• **Work to complete**:
Output each line of the data word for word, from the first through the line that holds "fail to start", and leave off whatever follows.

[Collected data entries]

== Segment start ==

PR #1085, opened 2025-10-28
Fix helm customServiceAccountName

### LINKED ISSUE #1083: helm: customServiceAccountName does not change the name of created ServiceAccount
### What happened?

When setting `customServiceAccountName` in values.yaml, the Deployment correctly references the custom service account name, but the ServiceAccount resource created by the chart still uses the hardcoded default name `{{ .Release.Name }}-holmes-service-account`. This causes pods to fail to start 

I would like to contribute a PR to fix this issue if that's helpful.

Chart Version: 0.16.0

When `customServiceAccountName` is set, the created ServiceAccount should use that custom name instead of the default `{{ .Release.Name }}-holmes-service-account`. Both the ServiceAccount creation and Deployment reference should use the same name.

Set `customServiceAccountName: "holmes-gpt"` in values.yaml
run helm template

_No response_

KJone1:
Fixes #1083

Helper Logic:
  ```yaml
 if customServiceAccountName is set → use it (regardless of createServiceAccount)
 else if createServiceAccount is true → use {{ .Release.Name }}-holmes-service-account
 else → use "default"
```

### DIFF
--- a/LICENSE
+++ b/LICENSE
@@ -1,0 +1,178 @@
+                                 Apache License
+                           Version 2.0, January 2004
+                        http://www.apache.org/licenses/
+
+   TERMS AND CONDITIONS FOR USE, REPRODUCTION, AND DISTRIBUTION
+
+   1. Definitions.
+
+      "License" shall mean the terms and conditions for use, reproduction,
+      and distribution as defined by Sections 1 through 9 of this document.
+
+      "Licensor" shall mean the copyright owner or entity authorized by
+      the copyright owner that is granting the License.
+
+      "Legal Entity" shall mean the union of the acting entity and all
+      other entities that control, are controlled by, or are under common
+      control with that entity. For the purposes of this definition,
+      "control" means (i) the power, direct or indirect, to cause the
+      direction or management of such entity, whether by contract or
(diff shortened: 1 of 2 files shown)

### CODE REVIEW

File: helm/holmes/templates/_helpers.tpl [hunk 1]
```diff
@@ -0,0 +1,14 @@
+{{/*
+Return the service account name to use
+*/}}
+{{- define "holmes.serviceAccountName" -}}
```
moshemorad, line 4: Not sure that this is the right logic. 

I think there are couple of use cases.
A. createServiceAccount = true & customServiceAccountName = true -> we would like to return customServiceAccountName and make sure that we also set it in `holmesgpt-service-account.yaml` (i think we missed it there)

B. createServiceAccount = false & customServiceAccountName = true -> we still want to use the customServiceAccountName in all places (If you already have service account that you would like to use it.)

C. createServiceAccount = false & customServiceAccountName = false -> default.


Is that making sense?

KJone1: legit, updated the flow @moshemorad

moshemorad (approved):

moshemorad:
Looks good!
@KJone1 thanks for your contribution

PR #1089, opened 2025-10-29
[ROB-2429 No ssl verify option for litellm args

Avi-Robusta:
https://docs.litellm.ai/docs/providers/openai#set-ssl_verifyfalse


aantn:
@Avi-Robusta please make sure to document.

aantn:
Meaning, we need to explain this in public facing holmes docs.

Avi-Robusta:
@arikalon1 said not relevant since there are other ways to set ssl cert so it should always be verifyable

PR #1102, opened 2025-11-05
[ROB-2201] Mcp streamable-http support

Avi-Robusta:
example config:
```
  kubernetes_streamable:
    description: "kubernetes mcp (SSE mode)."
    config:
      mode: streamable-http
      url: "http://localhost:5555/mcp"
      headers: ...
    llm_instructions: "used to get kubernetes information"
```

### DIFF
--- a/Dockerfile
+++ b/Dockerfile
@@ -25,11 +25,11 @@ ENV PATH="$VIRTUAL_ENV/bin:$PATH"
 # Needed for kubectl
 ENV VERIFY_CHECKSUM=true \
     VERIFY_SIGNATURES=true
-RUN curl -fsSL https://pkgs.k8s.io/core:/stable:/v1.32/deb/Release.key -o Release.key
+RUN curl -fsSL https://pkgs.k8s.io/core:/stable:/v1.34/deb/Release.key -o Release.key
 
 # Set the architecture-specific kube lineage URLs
-ARG KUBE_LINEAGE_ARM_URL=https://github.com/robusta-dev/kube-lineage/releases/download/v2.2.3/kube-lineage-macos-latest-v2.2.3
-ARG KUBE_LINEAGE_AMD_URL=https://github.com/robusta-dev/kube-lineage/releases/download/v2.2.3/kube-lineage-ubuntu-latest-v2.2.3
+ARG KUBE_LINEAGE_ARM_URL=https://github.com/robusta-dev/kube-lineage/releases/download/v2.2.4/kube-lineage-macos-latest-v2.2.4
+ARG KUBE_LINEAGE_AMD_URL=https://github.com/robusta-dev/kube-lineage/releases/download/v2.2.4/kube-lineage-ubuntu-latest-v2.2.4
 # Define a build argument to identify the platform
 ARG TARGETPLATFORM
 # Conditional download based on the platform
@@ -44,10 +44,8 @@ RUN chmod 777 kube-lineage
 RUN ./kube-lineage --version
 
 # Set the architecture-specific argocd URLs
-# Freezing to argocd 2.13.5 as it has fixes CVE-2025-21613 and CVE-2025-21614.
-# The argocd release 2.14.2 (latest as 2025-02-19) unfortunately has these CVEs.
-ARG ARGOCD_ARM_URL=https://github.com/argoproj/argo-cd/releases/download/v2.13.5/argocd-linux-arm64
-ARG ARGOCD_AMD_URL=https://github.com/argoproj/argo-cd/releases/download/v2.13.5/argocd-linux-amd64
+ARG ARGOCD_ARM_URL=https://github.com/argoproj/argo-cd/releases/download/v3.2.0/argocd-linux-arm64
+ARG ARGOCD_AMD_URL=https://github.com/argoproj/argo-cd/releases/download/v3.2.0/argocd-linux-amd64
 # Conditional download based on the platform
 RUN if [ "$TARGETPLATFORM" = "linux/arm64" ]; then \
     curl -L -o argocd $ARGOCD_ARM_URL; \
@@ -103,7 +101,7 @@ RUN apt-get update \
 # Set up kubectl
 COPY --from=builder /app/Release.key Release.key
 RUN cat Release.key |  gpg --dearmor -o /etc/apt/keyrings/kubernetes-apt-keyring.gpg \
-    && echo 'deb [signed-by=/etc/apt/keyrings/kubernetes-apt-keyring.gpg] https://pkgs.k8s.io/core:/stable:/v1.32/deb/ /' | tee /etc/apt/sources.list.d/kubernetes.list \
+    && echo 'deb [signed-by=/etc/apt/keyrings/kubernetes-apt-keyring.gpg] https://pkgs.k8s.io/core:/stable:/v1.34/deb/ /' | tee /etc/apt/sources.list.d/kubernetes.list \
     && apt-get update
 RUN apt-get install -y kubectl
 
--- a/helm/holmes/values.yaml
+++ b/helm/holmes/values.yaml
@@ -81,7 +81,7 @@ mcpAddons:
       name: "aws-api-mcp-sa"
       annotations: {}  # Add EKS IRSA annotations here, e.g., eks.amazonaws.com/role-arn
 
-    image: "aws-api-mcp-server:1.0.0"
+    image: "aws-api-mcp-server:1.0.1"
     registry: "us-central1-docker.pkg.dev/genuine-flight-317411/devel"
 
     resources:
--- a/holmes/plugins/toolsets/git.py
+++ b/holmes/plugins/toolsets/git.py
@@ -24,10 +24,12 @@ class GitHubConfig(BaseModel):
     git_repo: str
     git_credentials: str
     git_branch: str = "main"
+    git_url: str = "https://api.github.com"
 
 
 class GitToolset(Toolset):
     git_repo: Optional[str] = None
+    git_url: Optional[str] = None
     git_credentials: Optional[str] = None
     git_branch: Optional[str] = None
     _created_branches: set[str] = set()  # Track branches created by the tool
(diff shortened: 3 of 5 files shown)


tests/test_mcp_toolset.py
```diff
@@ -99,3 +105,257 @@ def test_mcpserver_no_headers():
...
+        name="list_authorizations",
+        inputSchema={"type": "object", "properties": {}, "required": []},
+        description="List all available authorization IDs",
+    )
+
+    mcp_tool = RemoteMCPTool.create(
+        "http://localhost:1234/mcp/messages", tool, mode=MCPMode.STREAMABLE_HTTP
+    )
+
+    mock_read_stream = AsyncMock()
```
moshemorad: Please don't mock the actual seesions and client.
Please use https://lundberg.github.io/respx/

holmes/plugins/toolsets/mcp/toolset_mcp.py
```diff
@@ -11,19 +11,48 @@
...
+
+class MCPMode(str, Enum):
+    SSE = "sse"
+    STREAMABLE_HTTP = "streamable-http"
+
+
+def get_mode_from_dict(data: dict[str, Any] | None) -> MCPMode:
+    if data is None:
+        return MCPMode.SSE
+    mode_value = data.get("mode") or (data.get("config") or {}).get("mode") or "sse"
```
moshemorad: Why we are trying to get it from config?

holmes/plugins/toolsets/mcp/toolset_mcp.py
```diff
@@ -11,19 +11,48 @@
...
+    try:
+        return MCPMode(mode_value)
+    except ValueError:
+        logging.error(f'Mode "{mode_value}" is not supported, falling back to SSE')
+        return MCPMode.SSE
```
moshemorad: So if the user has a typo when setting mode to streamable-http we will just change it to sse for the user?

holmes/plugins/toolsets/mcp/toolset_mcp.py
```diff
@@ -91,30 +144,45 @@ class RemoteMCPToolset(Toolset):
...
         return self.config and self.config.get("headers")
 
-    @field_validator("url", mode="before")
-    def append_sse_if_missing(cls, v):
-        if isinstance(v, str) and not v.rstrip("/").endswith("/sse"):
-            v = v.rstrip("/") + "/sse"
-        return v
+    @model_validator(mode="before")
+    @classmethod
+    def append_suffix_if_missing(cls, data: Any) -> Any:
```
moshemorad: I think that since this validator is running in before mode just creates huge headache
Can we consider to change his mode to after and that way you will have everything already converted? instead of fetching mode from dict etc..

holmes/plugins/toolsets/mcp/toolset_mcp.py
```diff
@@ -91,30 +144,45 @@ class RemoteMCPToolset(Toolset):
...
+                and mode == MCPMode.SSE
+                and not url.rstrip("/").endswith("/sse")
+            ):
+                data["url"] = url.rstrip("/") + "/sse"
+        return data
 
     # used as a CallablePrerequisite, config added for that case.
     def init_server_tools(self, config: dict[str, Any]) -> Tuple[bool, str]:
         try:
+            self.mode = get_mode_from_config(config)
```
moshemorad: Why are we doing this? isn't the toolset already has the correct mode?

holmes/plugins/toolsets/mcp/toolset_mcp.py
```diff
@@ -11,19 +11,48 @@
...
+    mode_value = config.get("mode") or "sse"
+    try:
+        return MCPMode(mode_value)
+    except ValueError:
+        logging.error(f'Mode "{mode_value}" is not supported, falling back to SSE')
+        return MCPMode.SSE
 
 
 class RemoteMCPTool(Tool):
     url: str
```
moshemorad: I think it is a good chance to refacotr this.
No reason that the tool wil duplicate every arg that the toolset has.

Can we just init the tool with the parent toolset? that way we will not need to add every no arg to here + the remote mcp toolset parent can expose function that creates the client session for the tool to use.

WDYT?

holmes/plugins/toolsets/mcp/toolset_mcp.py
```diff
@@ -123,14 +191,23 @@ def init_server_tools(self, config: dict[str, Any]) -> Tuple[bool, str]:
...
-        ):
-            async with ClientSession(read_stream, write_stream) as session:
-                _ = await session.initialize()
-                return await session.list_tools()
+        if self.mode == MCPMode.SSE:
+            async with sse_client(str(self.url), headers=self.get_headers()) as (
+                read_stream,
+                write_stream,
+            ):
+                return await self._list_tools_with_session(read_stream, write_stream)
```
moshemorad: I think that we need to change and refactor the order here. 

Since list toolset need the client session and not the opposite way around it would be better to change the call order. That way we will have funciton that creates the client session and all relevant function can reuse it.

docs/data-sources/remote-mcp-servers.md
```diff
@@ -3,35 +3,103 @@
...
+
+The transport mode is specified in the `config` section of your MCP server configuration:
+
+```yaml
+mcp_servers:
+  my_server:
+    description: "My MCP server"
+    url: "http://example.com:8000/mcp/messages"  # Path depends on your server (could be /mcp, /mcp/messages, etc.)
+    config:
+      mode: streamable-http  # Explicitly set the mode
```
moshemorad, line 35: Please move it out of the config.

docs/data-sources/remote-mcp-servers.md
```diff
@@ -3,35 +3,103 @@
...
+
+!!! note "URL Path Variability"
+    Different MCP servers may use different endpoint paths. Common examples include:
+    - `/mcp/messages` - Used by some servers
+    - `/mcp` - Used by other servers (e.g., Azure Kubernetes MCP)
+    - Custom paths as defined by your server
+
+    The streamable-http client automatically handles the protocol regardless of the path. Consult your MCP server's documentation to determine the correct endpoint URL.
+
+If no mode is specified, the system defaults to `sse` for backward compatibility. However, **you should explicitly set `mode: streamable-http`** for new servers.
```
moshemorad: Add depraction note and remind again that this going to change in the near future.

docs/data-sources/remote-mcp-servers.md
```diff
@@ -3,35 +3,103 @@
...
+        key: "{{ env.my_mcp_server_key }}"  # You can use holmes environment variables as headers for the MCP server requests.
+    llm_instructions: "This is a cluster-local MCP server that provides internal cluster data and operations. Use it for accessing cluster-specific information, internal services, or custom tooling deployed within the Kubernetes environment."
 ```
 
 ## Example: Working with Stdio MCP servers
 
-MCP currently supports three transport mechanisms: stdio, Server-Sent Events (SSE), and Streamable HTTP.
-At this time, HolmesGPT is compatible only with MCP servers that use SSE.
+MCP currently supports three transport mechanisms: stdio, Server-Sent Events (SSE - deprecated), and Streamable HTTP.
+HolmesGPT supports both **streamable-http** (recommended) and **SSE** (deprecated) transport modes.
```
moshemorad, line 100: Maybe its worth to mention that soon it will be supported?

tests/test_mcp_toolset.py
```diff
@@ -99,3 +105,257 @@ def test_mcpserver_no_headers():
     )
 
     assert mcp_toolset1.get_headers() is None
+
+
+def test_streamable_http_list_authorizations():
```
moshemorad: A. Let start and reorginize our tests better. Seperate the sse tests from http test.
B. Change tests name to describe what they are checking and not what they are doing. e.g. `test_streamable_http_list_authorizations` -> describe that the test call list_authrizations but not what it checks. consider use given__when__then pattern.

moshemorad (changes requested):

docs/data-sources/remote-mcp-servers.md
Avi-Robusta: not worth it, ill change it in the docs in a day when its added - its not worth the risk of forgetting to remove it in a day or so

holmes/plugins/toolsets/mcp/toolset_mcp.py
Avi-Robusta: refactored, needed for cleaner error handling and clearer to user on misconfiguration

tests/test_mcp_toolset.py
Avi-Robusta: It wont work for mcp protocl
respx intercepts HTTP correctly, but MCP's internal stream architecture requires network-like timing that instant mocked responses don't provide, causing deadlocks in the zero-buffer stream synchronization
I tried it and it deadlocks all the time

docs/data-sources/remote-mcp-servers.md
Avi-Robusta: What is the benifit of moving it out of the config? 
Here I can handle it cleaner and show a more clear errors when its incorrect.
```
Loaded models: ['...']                                                            
Mode "streamable-https" is not supported                                                                                                                                                                                                           
❌ Toolset kubernetes_streamable: Invalid mode streamable-https in kubernetes_streamable defined, only 'sse' or 'streamable-http' supported                                                                                                        
Using 2 datasources (toolsets). To refresh: use flag `--refresh-toolsets`
```
to do that will just add more code for cosmetic benefit from what i can tell

holmes/plugins/toolsets/mcp/toolset_mcp.py
```diff
@@ -84,53 +118,94 @@ def parse_input_schema(
...
 
     def model_post_init(self, __context: Any) -> None:
-        self.prerequisites = [CallablePrerequisite(callable=self.init_server_tools)]
-
-    def get_headers(self) -> Optional[Dict[str, str]]:
-        return self.config and self.config.get("headers")
+        self.prerequisites = [
+            CallablePrerequisite(callable=self.prerequisites_callable)
+        ]
+
```
moshemorad, line 136: why we need mode & url in the toolset level if we are having them in the config?

PR #1104, opened 2025-11-05
[ROB-2428] service account docs

Avi-Robusta:


docs/reference/kubernetes-permissions.md
```diff
@@ -0,0 +1,201 @@
+# Kubernetes Required Permissions
+
+This document details the Kubernetes RBAC permissions required by HolmesGPT when deployed via Helm chart in a Kubernetes cluster.
```
moshemorad: @Avi-Robusta I think maybe we need to change the emphasis here. 

e.g. instead of running inside/cli worth to change it to permissions that need by holmes to work and give the best results.

@aantn WDYT?

aantn: Agreed. I don't think we need to document the exact permissions in this doc, as we can just refer users to the yaml in the github, which will always be up to date.

The points to get across here IMO are:
1. HolmesGPT inherits permissions for accessing Kubernetes from it's environment. When running locally, that is your current kubectl context and when running in-cluster that is the ServiceAccount defined in the helm chart (link it).
2. You can modify these permissions and HolmesGPT will automatically adjust itself. If it tries to run kubectl commands that doesn't have permissions for, HolmesGPT will discover the lack of permissions and adjust its behaviour.
3. For most users, we recommend giving read-access to all non-sensitive resources in the cluster.
4. If you want to adjust this, you can do so by ....

Avi-Robusta: @moshemorad @aantn how about the latest version

aantn: Looks better. Only comment is on this part:

> Edit the Helm chart's ServiceAccount template or modify the ClusterRole after deployment:

You show an example of how to edit the ClusterRole after deployment, but that's extremely inconvenient. Most users will want to edit it via the Helm chart instead. I would show that, not show a kubectl edit command.

PR #1110, opened 2025-11-09
ROB-2346  resync robusta models if robusta model is not found

RoiGlinik:
This case probably means robusta models is out of sync


holmes/core/llm.py
```diff
@@ -633,9 +633,17 @@ def get_model_params(self, model_key: Optional[str] = None) -> ModelEntry:
 
         if model_key:
             model_params = self._llms.get(model_key)
-            if model_params is not None:
+            if model_params:
                 logging.info(f"Using selected model: {model_key}")
-                return model_params.copy()
+                return model_params.model_copy()
+
+            if model_key.startswith("Robusta/"):
```
moshemorad: @RoiGlinik can you please explain what is the use case here?

RoiGlinik:
@coderabbitai review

== Segment end ==

• **Exercise result**:
PR #1085, opened 2025-10-28
Fix helm customServiceAccountName

### LINKED ISSUE #1083: helm: customServiceAccountName does not change the name of created ServiceAccount
### What happened?

When setting `customServiceAccountName` in values.yaml, the Deployment correctly references the custom service account name, but the ServiceAccount resource created by the chart still uses the hardcoded default name `{{ .Release.Name }}-holmes-service-account`. This causes pods to fail to start 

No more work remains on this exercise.